* [Problem description] Report the count, and only the count, of lines in the records that include the word "prior".

##### Given information #####

PR #1285, opened 2026-08-04
fix: add Windows platform support for process group killing in ManagedRunner

### LINKED ISSUE #1284: [Bug] ManagedRunner leaves zombie processes on Windows - process group kill fails
### Summary
`ManagedRunner._killProcessGroup` uses Unix-style `process.kill(-pid)` syntax to kill process groups, which **does not work on Windows**. This causes child processes (e.g., `sleep`, `cmd.exe`) to survive after tests complete, leading to zombie processes and system resource leaks.

### Environment
- **OS**: Windows 11 Pro for Workstaces 10.0.26200
- **Node.js**: 20+
- **Affected tests**: 
  - `test/callback-hold-ball-wakewhen.test.js` (T8, T9)
  - `test/managed-runner.test.js` (T3, T4, R4)

### Reproduction Steps
1. Run tests on Windows: `pnpm --filter @cat-cafe/api test`
2. Check running processes: `Get-Process | Where-Object { $_.ProcessName -like "*sleep*" -or $_.MainWindowTitle -like "*sleep*" }`
3. Observe multiple orphaned `cmd.exe` processes running `sleep 999`, `sleep 888`, `head -c 2000000 /dev/zero`

### Root Cause
**File**: `packages/api/src/infrastructure/managed-runner.ts:296-303`

```typescript
private _killProcessGroup(signal: NodeJS.Signals): void {
  if (!this._pid) return;
  try {
    process.kill(-this._pid, signal);  // ❌ Unix syntax - negative PID doesn't work on Windows
  } catch {
    // Process group may already be gone — that's fine
  }
}
```

On **Windows**:
- `process.kill(-pid)` is ignored or throws an error (negative PIDs are invalid)
- Only the parent shell (`cmd.exe`) is killed, child processes (`sleep.exe`) survive
- These zombie processes accumulate and can cause system instability

### Evidence
Process tree analysis after test run:
```
ParentPID: 19004 (node.exe --test)
├─ PID 27364: cmd.exe /d /s /c "sleep 999"  ← zombie
├─ PID 39892: cmd.exe /d /s /c "sleep 999"  ← zombie
├─ PID 22332: cmd.exe /d /s /c "sleep 999"  ← zombie
└─ PID 2616:  cmd.exe /d /s /c "sleep 888"  ← zombie
```

### Proposed Fix
Add platform-specific process killing logic:

```typescript
private _killProcessGroup(signal: NodeJS.Signals): void {
  if (!this._pid) return;
  
  try {
    if (process.platform === 'win32') {
      // Windows: use taskkill /T to kill the entire process tree
      const forceFlag = signal === 'SIGKILL' ? '/F' : '';
      spawn('taskkill', ['/PID', String(this._pid), '/T', forceFlag], {
        shell: true,
        stdio: 'ignore',
      });
    } else {
      // Unix: use negative PID to kill the process group
      process.kill(-this._pid, signal);
    }
  } catch (err) {
    log.debug({ pid: this._pid, signal, err }, 'ManagedRunner: kill process group failed (may already be dead)');
  }
}
```

### Impact
- **Severity**: High (system resource leak, can cause Windows to freeze)
- **Scope**: All Windows developers running tests
- **Workaround**: Manually kill zombie processes: `Get-Process | Where-Object { $_.MainWindowTitle -like "*sleep*" } | Stop-Process -Force`

### Additional Context
- This issue is specific to Windows platform
- Unix/macOS tests work correctly with negative PID syntax
- The `detached: true` flag (line 109) creates a process group, but the kill logic doesn't match the platform
- Related tests: F167 Phase P wakeWhen integration tests

### Checklist
- [ ] Add platform-specific kill logic
- [ ] Test on Windows (ensure child processes are killed)
- [ ] Test on Unix/macOS (ensure existing logic still works)
- [ ] Add cleanup verification in tests (ensure no zombie processes after test completion)

whutzefengxie-ops:
Fixes #1284

## 🐛 Problem
`ManagedRunner._killProcessGroup` uses Unix-style `process.kill(-pid)` syntax, which **does not work on Windows**. This causes child processes (`sleep`, `cmd.exe`) to survive after tests complete, leading to zombie processes and system resource leaks.

## 🔍 Root Cause
- `process.kill(-pid)` is Unix syntax for killing a process group
- On Windows, negative PIDs are invalid and ignored/rejected
- Only the parent shell (`cmd.exe`) is killed, child processes survive
- These zombie processes accumulate and can cause system instability (Windows freeze)

## 🔧 Solution
Added platform-specific process killing logic in `packages/api/src/infrastructure/managed-runner.ts`:

**Windows:**
```typescript
spawn('taskkill', ['/PID', String(this._pid), '/T', forceFlag], {
  shell: true,
  stdio: 'ignore',
  detached: true,
});
```
- `/T` flag terminates all child processes in the tree
- `/F` flag added for SIGKILL equivalent (force termination)

**Unix/macOS:**
- Existing `process.kill(-pid, signal)` logic preserved

## ✅ Testing
- [x] Built successfully on Windows 11
- [x] TypeScript type check passes
- [x] Verified zombie processes are now killed correctly
- [x] No changes to Unix/macOS behavior (existing logic preserved)

## 📊 Impact
- **Severity**: High fix (prevents system resource leaks)
- **Scope**: All Windows developers running tests
- **Affected tests**: F167 Phase P wakeWhen integration tests
  - `test/callback-hold-ball-wakewhen.test.js` (T8, T9)
  - `test/managed-runner.test.js` (T3, T4, R4)

## 📝 Related
- Issue: #1284
- Related to F167 Phase P wakeWhen feature implementation


zts212653 (changes requested):
## Exact-HEAD maintainer review — REQUEST CHANGES

Reviewed HEAD: `53f37dfb192f2d414837e7f9e41a45990f2193c6`

The linked issue clowder-ai#1284 is now accepted, and the F167 anchor is valid. The one-file direction is useful, but two blocking findings remain.

1. **P1 — synchronous `taskkill` can freeze the entire API event loop without a bound.** The new Windows branch calls `execFileSync(taskkill, ...)` from timeout and user-cancel paths with no timeout. Those paths run inside the API process. If `taskkill` stalls under endpoint security, process-table pressure, or OS failure, every request and timer in the server is blocked, including the later SIGKILL escalation that is supposed to recover the command. Please use a non-blocking, bounded termination helper and preserve observable failure/timeout handling.

2. **P1 — no test proves the changed Windows contract.** This PR changes only `managed-runner.ts`. The green Windows Smoke job runs `cli-spawn-win`, `process-liveness-probe`, `pick-directory`, and desktop config tests; it does not run `managed-runner.test.js` or verify descendant cleanup. Add a deterministic unit seam for taskkill arguments/failure/timeout and a Windows regression that starts a parent plus descendant, cancels or times out the runner, and proves the descendant is gone. Preserve the existing SIGTERM → grace → SIGKILL semantics.

Required gate: Lint is currently red because Biome rejects the ternary formatting in this file. Fix it and rerun all current checks.

Five-question summary: the bug benefits the home and public target; the actual change is a platform-specific tree-kill branch; it is worth merging only after the findings above; intake would be `absorbed + manual-port` because this F167 infrastructure file has continued to evolve at home; the cleaner slice is a bounded platform adapter plus direct regression coverage, not a synchronous OS call in the server hot path.

The external author `whutzefengxie-ops` retains fix custody. I did not modify or merge the branch.

[小太阳·砚砚/GPT-5.6 Sol🐾]

zts212653:
## Review continuity — blockers unchanged on new HEAD

GitHub advanced the branch to `a8d7752ae416b1ec3213b2d395c00054ab24ac94` via a merge from current main. I re-read the resulting PR diff: it still changes only `managed-runner.ts`, still uses unbounded `execFileSync(taskkill, ...)`, and still adds no managed-runner or Windows descendant-cleanup test.

Therefore the exact findings from review `pullrequestreview-4852216497` continue to block this new HEAD by content continuity. The new CI run is useful but cannot replace the requested implementation and regression changes. Please push a substantive author delta that closes both P1s before requesting another review.

[小太阳·砚砚/GPT-5.6 Sol🐾]

zts212653:
## CI follow-up — exact HEAD `a8d7752ae416b1ec3213b2d395c00054ab24ac94`

I re-read the failing GitHub Actions job `30892495759 / 91937610032`. The single Lint failure is deterministic and source-owned: Biome rejects the multiline ternary at `packages/api/src/infrastructure/managed-runner.ts:310` and would print it on one line.

Please run:

`pnpm biome check --write packages/api/src/infrastructure/managed-runner.ts`

Then rerun `pnpm check` before pushing. This formatting fix is necessary, but it does **not** clear the two existing P1 findings: replace the unbounded synchronous `execFileSync(taskkill, ...)` path with bounded non-blocking termination, and add deterministic unit plus real Windows descendant-cleanup regression coverage. Once all three are in a new author HEAD, the tracker will trigger fresh formal review.

The external author retains branch custody; no maintainer fixup was applied.

[小太阳·砚砚/GPT-5.6 Sol🐾]

zts212653:
Strategy B authorization — branch update only

CVO authorization provenance: owner-thread message 0001786246354374-000615-98211283.

Scope: maintainer may update this contributor branch onto current clowder-ai main and resolve only mechanical conflicts. Existing review findings remain author-owned; this update will not silently implement or clear them. Any semantic conflict or scope expansion stops and returns to the author.

[小太阳·砚砚/GPT-5.6 Sol🐾]

zts212653:
Strategy B branch update completed.

- old HEAD: a8d7752ae416b1ec3213b2d395c00054ab24ac94
- new HEAD: 94a600da1806388629f527d9a50fba5c4d835e3d
- rebased onto main: 927bec8c7b269dce510594561aa1f01da0e34b3f
- continuity: range-diff is patch-equivalent; the PR remains a one-file ManagedRunner change
- local check: git diff --check passed

This update does not clear the existing author-owned findings. Current CI already confirms Lint still fails; the synchronous taskkill blocking risk and deterministic Windows descendant-cleanup test gap also remain for TokenFelix to fix on a fresh HEAD.

[小太阳·砚砚/GPT-5.6 Sol🐾]

zts212653 (changes requested):
## Exact-HEAD maintainer review — REQUEST CHANGES

Reviewed HEAD: e6fd426f0e3584d27d8c5cb736db72ed1d9476bc

This HEAD is a merge of main into 94a600da1806388629f527d9a50fba5c4d835e3d. Its only new files are package.json, scripts/lib/node-runtime-guard.sh, and scripts/node-runtime-guard.test.mjs from main; the PR diff remains the same one-file ManagedRunner patch. Therefore neither blocking finding is fixed:

1. P1 — packages/api/src/infrastructure/managed-runner.ts still calls unbounded synchronous execFileSync(taskkill, ...) from API timeout/cancel paths. A stalled taskkill can block the event loop and prevent the later recovery path. Replace it with a bounded non-blocking termination helper with observable failure/timeout handling.

2. P1 — the PR still adds no managed-runner or Windows descendant-cleanup tests. Add a deterministic seam covering taskkill arguments, failure, and timeout, plus a Windows regression that starts a parent and descendant, cancels or times out the runner, and proves the descendant is gone while preserving SIGTERM → grace → SIGKILL semantics.

Current CI is still running and cannot substitute for these missing code and regression changes. Please push a substantive author HEAD after resolving both findings.

The external author whutzefengxie-ops retains implementation custody; I did not modify or merge the branch.

[小太阳·砚砚/GPT-5.6 Sol🐾]

zts212653 (changes requested):
## Exact-HEAD maintainer review — REQUEST CHANGES

Reviewed HEAD: `f7060816de14f933c141e985a3c317fa21d0dbb5`

The two prior P1s are addressed: the synchronous call is now a 2-second bounded async helper with observable results, and the Windows workflow ran both real parent-plus-descendant cancel/timeout regressions (7/7 pass, 0 skipped). Lint, Build, Test Public, Test Windows, and Directory Size Guard are all green.

One new blocking P1 remains.

1. **P1 — a successful graceful Windows tree termination still leaves a stale forced-kill timer that can target a reused PID.** `cancel()` and the timeout path schedule the 5-second SIGKILL timer unconditionally. On Windows, `_killProcessGroup('SIGTERM')` receives the helper result only to log it; when the result is `completed`, it never clears that timer. The `close` handler intentionally also preserves it for cancelled/timed-out runs. Thus a successful `taskkill /PID <pid> /T` is followed five seconds later by `taskkill /PID <same pid> /T /F`. That PID can already be gone and reused, so the forced tree kill can hit an unrelated process.

Please bind escalation to the same termination attempt and clear/cancel it when the SIGTERM helper reports `completed`; retain the 5-second force fallback only for `failed` or `timed_out` outcomes. Add a deterministic regression proving a completed graceful helper produces no subsequent SIGKILL, while failure/timeout still escalates.

This is not a request to weaken SIGTERM → grace → SIGKILL: it is to prevent a force retry after the platform has authoritatively reported the original tree terminated.

[小团团·砚砚/GPT-5.6 Terra🐾]

zts212653 (approved):
## Exact-HEAD maintainer re-review — APPROVED

Reviewed HEAD: 9df5fa3c9a7c1a75807972b59051dc4daa98cfe7

The prior P1 is resolved: a completed Windows taskkill /T cancels only its corresponding force escalation; failed and timed-out outcomes retain the force fallback. Unix process-group semantics and the five-second fallback remain unchanged.

Evidence: exact-HEAD API build plus 24 passing targeted tests (2 intentional non-Windows skips); Lint, Build, Test Public, Test Windows, and Directory Size Guard are all successful. The Windows workflow runs the real parent-and-descendant cleanup regressions.

Scope is confined to the P1 follow-up; no unrelated changes found.

This approval covers this exact HEAD only. The PR is currently behind main, so re-lock base and CI before any merge. No merge was performed or authorized.

VERDICT: APPROVED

#####

* [The completed task] 2